I see a banner mentioning "Rive for Game UI" which is great to see but really the whole platform should be a Flash replacement. It shouldn't just be for doing UIs in games or animated content, it could be used to make full 2D games. Flash was so popular because of its versatility. There were middleware taking Flash content directly into game UIs (ScaleForm) and there is middleware supporting WebKit for game UIs (Coherent labs). Both of these have extensive scripting support (respectively ActionScript and JavaScript) allowing UI designers and coders to create reactive and flexible content, even procedural content like lists of things etc.

By the way, the only way from mobile to get to the downloads link on the main site is only behind the online editor login. I get why but I thought at first that the Editor was online only because of that.

1 comments

I think that perhaps what you’re missing is that most of those tools charge for the runtime in some capacity. We took a different approach. The Rive Runtime and file format is free and open source, the editor is how we monetize. Users can have confidence that they will forever have access to the runtime and their files. Anybody can build an editor.

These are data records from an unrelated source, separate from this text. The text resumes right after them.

PR #108, opened 2022-06-13
Remove unnecessary headers

tfalders:
Change suggested by @cgmb. Should address SWDEV-340918.


jzuniga-amd (approved):

cgmb (approved):
Oh. That's nice. I was figured the headers could be trimmed, but I didn't realize they could be removed entirely.  I suppose hipSOLVER is just forwarding from `hipsolver.h` to `cusolverDn.h` so those headers will inherently have to declare the types that we're using here.

tfalders:
This only affects cuda, which is passing, so I'm going to go ahead and force the merge.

Regarding file limits, stay tuned for some announcements there.

Regarding Flash, yep that’s where we’re headed (and most of the use cases on the site should support that). We have some big features launching this year like audio, fluid layouts, and scripting. The banner was added because we’ve been attending game conferences and the game ui market segment is something we’re highlighting right now. Game UI is in dire need of better tools and it’s a market segment we can quickly lead with our current feature set.